PR #154, opened 2026-04-11
feat: add --reply-to flag to 'wacli send text' for quoted replies

draix:
## Summary

Quoted/threaded replies are the most basic building block for conversational bots and AI agent integrations. Without `--reply-to`, every wacli message arrives as a standalone message with no conversation threading — making it hard for users to track which bot response belongs to which question.

## Usage

```bash
# Quote a message in a DM
wacli send text --to +15551234567 --message "Got it!" --reply-to 3EB0A3DCA3175E17850852

# Quote a message in a group (--reply-to-sender required)
wacli send text --to 1234567890-123456789@g.us \
  --message "Agreed with @Alice" \
  --reply-to 3EB0A3DCA3175E17850852 \
  --reply-to-sender +15559876543
```

## Flags added

```
--reply-to          message ID to quote/reply to
--reply-to-sender   JID of the quoted message's author (required for group replies)
```

## Implementation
======
(PROBLEM TO SOLVE): Within the entries above, report how many lines include "text", and keep the answer to the number.

(EXERCISE ANSWER): 3